Election présidentielle 2022 : Valérie Pécresse propose de supprimer « 150 000 postes dans l’administration »

« Pour stopper l’explosion de la dette et la ramener en 2027 au niveau actuel, nous devons atteindre 45 milliards d’euros d’économies, auxquels j’ajoute 15 milliards de recettes de privatisation », dit Valérie Pécresse.

La primaire à droite s’accélère. Dans un entretien publié sur le site de L’Opinion, lundi 18 octobre, Valérie Pécresse, candidate à l’investiture des Républicains (LR) à l’élection présidentielle, propose d’importantes suppressions de postes dans la fonction publique durant le prochain quinquennat.

« Mon objectif, c’est de supprimer 150 000 postes dans l’administration administrante. L’Etat doit se recentrer sur ses trois missions prioritaires : protéger, éduquer, soigner, avec là où il le faut des postes supplémentaires pour la justice, l’éducation et les soins. Il ne s’agit pas de dégrader le service public ni de casser la reprise. Mais les dépenses doivent baisser », insiste la présidente de la région Ile-de-France.

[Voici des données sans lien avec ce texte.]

PR #333, opened 2024-01-05
Filter out sub-levels from level results.

### LINKED ISSUE #332: Sub-levels show up in level browser
Sub-levels, which are supposed to be unviewable by players other than the level creator, still show up in the in-game search results

they do not appear on the earth itself, but they CAN be played instead of the main level, so it should be patched immedietaly

Beyley:
Fixes #332


jvyden (changes requested):
Hmm, authors should *definitely* be able to view their own sublevels. Otherwise they wouldn't be able to find & delete/modify them.

PR #335, opened 2024-01-06
Show converted icons in category level previews and activity

Beyley:
`.Select` is an _interesting_ footgun i did not consider until now

### DIFF
--- a/Refresh.GameServer/Endpoints/ApiV3/DataTypes/Response/Admin/ApiAdminQueuedRegistrationResponse.cs
+++ b/Refresh.GameServer/Endpoints/ApiV3/DataTypes/Response/Admin/ApiAdminQueuedRegistrationResponse.cs
@@ -23,5 +23,5 @@ public class ApiAdminQueuedRegistrationResponse : IApiResponse, IDataConvertable
         };
     }
 
-    public static IEnumerable<ApiAdminQueuedRegistrationResponse> FromOldList(IEnumerable<QueuedRegistration> oldList) => oldList.Select(FromOld)!;
+    public static IEnumerable<ApiAdminQueuedRegistrationResponse> FromOldList(IEnumerable<QueuedRegistration> oldList) => oldList.Select(FromOld).ToList()!;
 }
--- a/Refresh.GameServer/Endpoints/ApiV3/DataTypes/Response/ApiActivityPageResponse.cs
+++ b/Refresh.GameServer/Endpoints/ApiV3/DataTypes/Response/ApiActivityPageResponse.cs
@@ -42,5 +42,5 @@ public class ApiActivityPageResponse : IApiResponse, IDataConvertableFrom<ApiAct
         return response;
     }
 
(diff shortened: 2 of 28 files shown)


jvyden (changes requested):
what the fuck am i looking at? this is a mishmash of like 3 different changes all of which are completely and utterly unexplained

Beyley:
> what the fuck am i looking at? this is a mishmash of like 3 different changes all of which are completely and utterly unexplained

`.ToList` changes are to create copies of the list, as currently the direct result of these functions are used, and when attempting to iterate that and change it, [copies are made and the actual valuse arent updated](https://discord.com/channels/1049223665243389953/1049225857350254632/1193301066213773373), the change from returning AssetHash to returning null is to give outer bits of code more control over the value (eg. in the API we were dropping `psp/` in places because of this).
The change from `"0"` to `this.AssetHash` in places is to fallback to a more reasonable value upon failure (which also coincided with the last change)

jvyden (approved):
After a good hour of trying to understand this, cross-referencing with our current codebase I still don't get what this PR is doing exactly or what was broken in the first place, so I'm just going to merge seeing as it does appear to do *something* somehow.

I really do recommend writing unit tests for universal assets, since I struggle to follow the flow with it.

Beyley:
> After a good hour of trying to understand this, cross-referencing with our current codebase I still don't get what this PR is doing exactly or what was broken in the first place, so I'm just going to merge seeing as it does appear to do _something_ somehow.

In the case of category level previews being broken, we just werent calling the `WithExtraData` method, in the case of the activity levels being broken, its a much more subtle bug.

When you get an enumerator from a `.Select` call, every time you enumerate that, you get a new set of values, eg
```
var enumerator = something.Select(SomeTransformation);

//SomeTransformation is called for every item in `something` here, creating new objects
foreach(var val in enumerator) {
	...
}

//SomeTransformation is called for every item in `something` here, creating new objects again
foreach(var val in enumerator) {
	...
}
```

This meant that when running [this](https://github.com/LittleBigRefresh/Refresh/blob/687ccd0ea7e24103c381020769aa0af589339684/Refresh.GameServer/Endpoints/ApiV3/DataTypes/Response/ApiActivityPageResponse.cs#L32) line of code, `this.Levels` gets enumerated, and new `ApiGameLevelResponse` objects are being created, with `FillInExtraData` is being called on those new objects.

When the serializer later enumerates `this.Levels`, a new set of objects are created using the transformation in `.Select`, meaning the changes done before in `FillInExtraData` are never applied from the serializers perspective.

By calling `.ToList()`, we are doing that enumeration of `.Select` once, and storing those values into a `List<T>`, now when enumerating that `List<T>`, you are always enumerating the same objects, which means both `FillInExtraData` and the serializer both are using the same objects.

should have probably included this in the original PR, but was lazy. This technically extended to many more places than just the universal assets stuff, its just that the dropped `FillInExtraData` calls werent visually obvious with the other cases.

« Pour stopper l’explosion de la dette et la ramener en 2027 au niveau actuel, nous devons atteindre 45 milliards d’euros d’économies, auxquels j’ajoute 15 milliards de recettes de privatisation. L’Etat n’a pas vocation à rester actionnaire minoritaire d’entreprises concurrentielles », poursuit la candidate, qui brigue les votes des adhérents LR lors du congrès du 4 décembre face à ses deux principaux rivaux que sont Michel Barnier et Xavier Bertrand.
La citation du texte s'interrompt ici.